ただ、「歴史に干渉しない」誓約があるせいで、後の語り部も皇家にはこれ以上関われないですね。メーヴィンおじさんとローランスもあんまり関係がなさそうだし、大昔に秘密を伝えていただけで、その後の親交は薄いのかもしれない。

 

■なぜメーヴィンは誓約を破ってまで、ローランス王家に秘密を伝えたのか。
今回の一番の謎です。
仮にマギルゥが死の間際で、とにかく誰かに語る必要があったとしても、語り部の一族へ伝えれば十分でそれが正規のルートであるはずなのに、わざわざ誓約を破ってまで語ったのはなぜなんだろう。

理由として考えられるのは、
・災禍の出現などにより、穢れを押し留めるため、皇家に世界の仕組みを伝え協力を仰ぐ必要があった。
・保険として、語り部以外にも伝えておく必要があった(語り部一族がまだ盤石でなかった)。
・表向きに伝わる歴史の内容が、彼女の知っているものとあまりにかけ離れていたので、黙っていられなかった。
とか、どれも根拠はありませんが。 

しかしながら、当然語り部一族の方にも、彼女の知る世界の歴史を伝えていたはずだから、この世界は<語り部>と<ローランス皇家>のふたつの組織が伝承を受け継ぐという構図になってしまうし、それでも歴史を記録する正統な機関は<語り部>の方なのだから、ローランスが伝承を守り続ける必要性については懐疑的である。
しかも、ベルセリア後にパーシバル王子が導師や対魔士に関する情報を公式の記録から抹消しているにも関わらず、なぜまたその歴史を表に出すようなことになったのだろうか。しかも、微妙に捻じ曲がりながら。
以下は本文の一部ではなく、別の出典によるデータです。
PR #160, opened 2023-09-03
Make docking ports conserve momentum

Jules-Bertholet:
Averages the docking force between the two ports. This fixes the [docking port Kraken drive](https://wiki.kerbalspaceprogram.com/wiki/Docking_Port_Drive) and other unphysical behavior.


gotmachine:
Nice work, and thanks for the contribution.

However, could you please refactor this as a new, separate bugfix patch ?

While I agree this is a bug, and that fixing it by default would overall benefit to the vast majority of players, I would prefer to at least give the option of disabling it for the people wanting to mess around with the kraken drive thing, especially since it is wildly documented.

Jules-Bertholet:
@gotmachine  I've done as you requested.

PR #173, opened 2023-12-18
Increase TT-18A Launch Clamp EC generation

Clayell:
The stock TT-18A launch clamp has quite a low amount of electricity generation. (1 EC/s) In stock this isn't a huge issue, as there aren't many parts that use a lot of electricity when not 'deployed'. However, even in small mods like Cryo Parts, the tank cooling can use several EC/s with a medium-sized craft, and energy generation sources simply can't meet this for long. (energy storage can hold for the actual flight, but not for the period before flight)

Shouldn't change stock gameplay at all, but make slightly modded gameplay a bit easier. (some mods do have launch clamps with higher EC generation that work similar to stock)
Sorry if the formatting is incorrect, I'm new to MM.


gotmachine:
I understand the rationale here, but KSPCF has a rule of not touching anything in terms of balance, and more generally to avoid touching any stock configs.

PR #177, opened 2024-01-10
Set name for substitute part

Nazfib:
When the substitute part for the editor part tooltip window is created, the name of the part is not set. This means that the substitute part gets the default Unity name of "{prefabName}(Clone)". With this PR, the part name gets set correctly to the `AvailablePart`'s `name` field, as is done elsewhere where a new part is instantiated from the prefab (e.g. at https://github.com/KSPModdingLibs/KSPCommunityFixes/blob/a411542b0897770c59dce0408b2569d7200635f9/KSPCommunityFixes/BugFixes/UpgradeBugs.cs#L377-L380).

I noticed this when investigating an issue in RP-1: it shows an "Unlock requirements" entry in the tooltip, which (among other things) contains the part name. 

PartnameErrorExample

### DIFF
--- a/KSPCommunityFixes/BugFixes/PartTooltipUpgradesApplyToSubstituteParts.cs
+++ b/KSPCommunityFixes/BugFixes/PartTooltipUpgradesApplyToSubstituteParts.cs
@@ -100,6 +100,7 @@ namespace KSPCommunityFixes
                 }
                 Part p = GameObject.Instantiate(ap.partPrefab);
                 p.gameObject.transform.SetParent(_substitutePartRoot.transform, true);
+                p.name = ap.name;
                 p.partInfo = ap;
                 try
                 {


gotmachine:
This isn't a bug in KSP. Nobody is supposed to rely on the GameObject name to identify a part, and even less in an user facing string.

I'm reluctant to do such mostly unnecessary changes just to fix some (likely easily fixable) issue in one mod, as this might just as well break something in another.

Judging from the screenshot and the not very user friendly tech required shown with the tech internal name as well, I'd say the feature is likely a bit work in progress ?

Nazfib:
Fair enough, I wasn't aware that stock did the same thing. I'll fix it on RP-1's end.

gotmachine:
On a side note, it should perfectly fine to change the `GetInfo()` implementation to use :
- `part.PartInfo.title` instead of `part.name`
- `ResearchAndDevelopment.GetTechnologyTitle(part.partInfo.TechRequired)` instead of `part.partInfo.TechRequired`

PR #198, opened 2024-02-11
Fix #195: clone the srfAttachNode when reversing a surface attachment during re-root

### LINKED ISSUE #195: ReRootPreserveSurfaceAttach does not reconnect the child attachnode to the parent part
Ends up causing https://github.com/JonnyOThan/TweakScale/issues/56

Normally the attachedPart would be set in ReverseSrfNodeDirection

However, disabling the patch leaves the attachnode position in the wrong place - so the patch is good, just missing a step.

I'm not sure if this has any other possible negative effects, but it does persist across a save/load of the craft file.

JonnyOThan:
A different take on ReRootPreserveSurfaceAttach.  Slightly closer to the apparent intended behavior from stock.

### DIFF
--- a/GameData/KSPCommunityFixes/Settings.cfg
+++ b/GameData/KSPCommunityFixes/Settings.cfg
@@ -174,7 +174,10 @@ KSP_COMMUNITY_FIXES
 
   // Disable the stock behavior of altering surface attachment nodes on re-rooting, which is 
   // unnecessary and doesn't work correctly, leading to permanently borked attachement nodes.
-  ReRootPreserveSurfaceAttach = true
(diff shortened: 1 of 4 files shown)


JonnyOThan:
hrm there seems to be some extra changes in here that shouldn't be :/ let me see if I can clean that up

gotmachine:
Well, as I mentioned in the related issue, my opinion is that this is way too hacky and is very likely to cause weird side effect for any piece of code expecting a surface attached part to be attached by the surface attach node. 

Doing a quick GH search, I find way too many pieces of code doing checks of the `p.srfAttachNode.attachedPart == something` style for this patch to have no side effect. This even happen in some stock code.

Issue #206, opened 2024-02-25
Better Undo/Redo can merge two steps into one


numberlesstim:
Steps to reproduce:

1. Place 2 tanks attached to each other.
2. Move the second (not root tank) using the "Move" tool.
3. Undo step 2.
4. Observe the tank disappearing instead of getting moved to the original place.

Using Redo after this will add the tank back in at the position it was _after_ moving it, so it appears that two steps have been merged.

This "merging" of steps also happens if you change anything in the paw. For example changing fuellevel, open/close a bay, extend panels, change part variant etc.

I did test this with no other mods installed and verified this does not happen without KSPCF.

numberlesstim:
Further, if in the above steps you instead move the root tank, it will both remove the second tank and move the root tank back to the original place. Maybe that is a better example.

gotmachine:
So...

It's not really a "merging" of steps, but more an oversight of the consequences of inverting the undo/redo logic. 

Basically, what the patch does is invert the core undo/redo logic from capturing state *after* events to capturing it *before* events. 

However, I only moved at which point the state is captured for attach/detach events, not for offset/rotate events, which means you end up with twice the same state captured (in your reproduction steps, you will notice that you have to undo twice at step 3 for step 4 to happen), and the state before offsetting/rotating not being captured at all.

Now that I'm looking at it, there are actually more events that result in the same issue (same repro steps, just change step 2 with the following actions) :
- Switching between part variants
- Removing parts from symmetry
- Adding/removing part actions to action groups, and resetting part actions on the selected part
- Using the reset button of the stage manager

This will need quite a bit of work to fix them all. Basically, we need to move the call to `EditorLogic.SetBackup()` before the actions take place (instead of after). 

- [ ] Offset/Rotate gizmo
The backup is created from callbacks called from the gizmo components `OnMoveEnd` / `OnRotateEnd` methods, triggered when the gizmo is released. The gizmos do have a `On*Start` method, but unfortunately they aren't hooked to a callback, and those are generic components that can potentially be used elsewhere. We could still patch that method, and compare the instance to the `EditorLogic.gizmo*` fields. Another solution would be to call `SetBackup()` at the beginning of the editor FSM events `st_offset_tweak.OnEnter` and `st_rotate_tweak.OnEnter`, but this means entering the offset/rotate will always trigger a backup (instead of only if the part is actually moved), and that only one backup will be created (instead of every time the gizmo is mouse-released).

[...]

PR #210, opened 2024-03-02
Fixes for issue #206 (BetterUndoRedo)

gotmachine:
We need to move calls to `EditorLogic.SetBackup()` before the actions take place (instead of after), see issue #206

- [x] Offset/Rotate gizmo
The backup is created from callbacks called from the gizmo components `OnMoveEnd` / `OnRotateEnd` methods, triggered when the gizmo is released. The gizmos do have a `On*Start` method, but unfortunately they aren't hooked to a callback, and those are generic components that can potentially be used elsewhere. We can still patch those methods, and compare the gizmo instance to the `EditorLogic.gizmo*` fields.
- [x] Switching between part variants
~Requires moving the `SetBackup()` call at the beginning of the `ModulePartVariants.onVariantChanged` method~
Doesn't work because the field is already set when `ModulePartVariants.onVariantChanged`, so the changes will be saved to the backup anyway. Alternatively, we patch `UIPartActionVariantSelector.SelectVariant()`
- [x] Removing parts from symmetry
Requires moving the `SetBackup()` call at the beginning of the `Part.RemoveFromSymmetry` method
- [x] Adding/removing part actions to action groups, and resetting part actions on the selected part
Requires moving the `SetBackup()` call at the beginning of the `EditorActionGroups` `ResetPart`, `AddActionToGroup` and `RemoveActionFromGroup` methods
- [x] Using the reset button of the stage manager
~Requires moving the `SetBackup()` call at the beginning of the `StageManager.Reset` method~
Actually after further testing, it seems the backup is already created before the action, so nothing to fix here

### DIFF
--- a/KSPCommunityFixes/QoL/BetterEditorUndoRedo.cs
+++ b/KSPCommunityFixes/QoL/BetterEditorUndoRedo.cs
@@ -1,4 +1,5 @@
-﻿// see https://github.com/KSPModdingLibs/KSPCommunityFixes/issues/172
+﻿// see https://github.com/KSPModdingLibs/KSPCommunityFixes/issues/172 for initial implementation
+// and https://github.com/KSPModdingLibs/KSPCommunityFixes/pull/210 for following fixes
 
 // In stock, undo state is captured after part events are complete, and undoing will restore that state captured before that.
 // This make the user experience quite poor as undoing will loose all PAW tweaks made in between attach/detach actions.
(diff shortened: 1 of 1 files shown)


gotmachine:
Reverted to draft, as I forgot that we need to keep the firing of the `GameEvents.onEditorShipModified` from `SetBackup()` at the original point (ie, after the action took place). So more work is needed on those patches...

gotmachine:
@JonnyOThan feel free to merge and push to a release

PR #215, opened 2024-03-13
More memory leaks

JonnyOThan:


KSPCommunityFixes/Performance/MemoryLeaks.cs
```diff
@@ -580,6 +694,155 @@ static bool ModuleScienceExperiment_OnAwake_Prefix()
...
+                __instance._fi.occludersBodyCount = 0;
+                __instance._fi.occludersConvectionCount = 0;
+                __instance._fi.occludersSunCount = 0;
+            }
+
+            // not sure about
+            // objectUnderVessel
+
+            FlightGlobals.ResetObjectPartUpwardsCache();
+            FlightGlobals.ResetObjectPartPointerUpwardsCache();
```
gotmachine, line 798: Not ideal to reset that cache here since that will often cause it to be immediately rebuilt in every case a debris or another vessel gets out of loading range. Ideally we could be a bit smarter by waiting for next frame and only removing destroyed parts from those caches, but probably not worth the trouble, and I agree this is a potentially quite bad leak.

gotmachine:
LGTM

PR #313, opened 2023-02-04
Use the vanilla Alpine image instead of the python-based one

pablogsal:
The Python-based alpine image downloads and builds a Python executable
without symbols. This causes several tests to fail because we cannot
leverage the `python3-dbg`package that contains symbols for the
interpreter.

To fix this, use the vanilla Alpine docker image and also install the
`python3-dbg` package so we always have symbols available.


godlygeek (approved):
LGTM

PR #314, opened 2023-02-06
Reduce the file size of flame graphs

godlygeek:
These two changes combined result in a flame graph that's 85% smaller for the nbody example program in `--trace-python-allocators` and `--native` mode.


src/memray/reporters/flamegraph.py
```diff
@@ -126,26 +139,51 @@ def from_snapshot(
...
+            nodes["lineno"].append(frame["location"][2])
+            nodes["value"].append(frame["value"])
+            nodes["children"].append(frame["children"])
+            nodes["n_allocations"].append(frame["n_allocations"])
+            nodes["thread_id"].append(all_strings.register(frame["thread_id"]))
+            nodes["interesting"].append(int(frame["interesting"]))
+            nodes["import_system"].append(int(frame["import_system"]))
+
+        data = {
+            "unique_threads": [all_strings.register(t) for t in sorted(unique_threads)],
```
pablogsal, line 181: Nit:

```suggestion
            "unique_threads": tuple(all_strings.register(t) for t in sorted(unique_threads)),
```

src/memray/reporters/templates/__init__.py
```diff
@@ -13,9 +13,11 @@
 
 @lru_cache(maxsize=1)
 def get_render_environment() -> jinja2.Environment:
-    return jinja2.Environment(
+    env = jinja2.Environment(
         loader=jinja2.PackageLoader("memray.reporters"),
     )
+    env.policies["json.dumps_kwargs"] = {"sort_keys": True, "separators": (",", ":")}
```
pablogsal, line 19: jesus

pablogsal (approved):
LGTM

This is fantastic!

I left two nits

src/memray/reporters/templates/__init__.py
godlygeek: This change alone saves us about 2 MB on the size of the nbody example program's flamegraph - apparently we had 2 MB of useless spaces! 😅

src/memray/reporters/assets/flamegraph.js
```diff
@@ -15,8 +15,42 @@ import {
...
+    node["interesting"] = nodes["interesting"][i] != 0;
+    node["import_system"] = nodes["import_system"][i] != 0;
+  }
+
+  let root = node_objects[0];
+  root["unique_threads"] = unique_threads.map(
+    (thread_id) => strings[thread_id]
+  );
+  return root;
+}
```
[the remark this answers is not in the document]
godlygeek: > I think this does the same and is simpler but feel free to ignore or pick just the parts that you like:

Thanks, I learned some more JavaScript from this - I'd never seen the destructuring assignment stuff before (I'm pretty sure it didn't exist the last time I did much JS 😄).

I took most of this. I tweaked it a little bit, though. We need to maintain two copies of this function, one in Python and one in JS (since the flame graph tests need to undo our packing as well, in order to make assertions about the structure of the tree). So, I tried to make it as easy as possible to copy/paste things from JS to Python (or vice versa). I kept the same name for the local variables in both language (rather than using camel case in one and snake case in the other). I also used `obj["property"]` instead of `obj.property` for accessing object properties in the JS code, to make it easier to copy-paste into Python code where we're representing these objects as a dictionary. That makes for less idiomatic JavaScript, but easier copy-pasting.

語り部とローランスという二つの組織にそれぞれ伝わる伝承……それは明と暗、表と裏の関係に近くなると思います。恐らく語り部に伝わる伝承の方がより真実に近いはずですから、そういう意味ではローランス皇家に伝わる伝承は、保険というよりもむしろカモフラージュ・偽装であったとさえも予想できてしまうかと思います。
うーん。
ゲームのシナリオどおり、メーヴィンおじさんがスレイたちに大地の記憶を見せるあたりでベルセリアの話もするのかなと思っていたけど、わざわざローランス皇帝に語らせたということは、ローランスとメーヴィンの間にただならぬ関係があったことが今後の伏線になるのでしょうか。
残りのアニメで回収されるかわからないけど、なんでそういう設定になったのか気になります。

 

■誓約を破ったメーヴィンはどうなったのか?
ここでの誓約は、メーヴィンおじさんの場合と同様「歴史に干渉しない」ことで寿命を伸ばすものだったと考えられる。そのため、当然、王家に秘密を語ると誓約の力が失われて死亡したはずです。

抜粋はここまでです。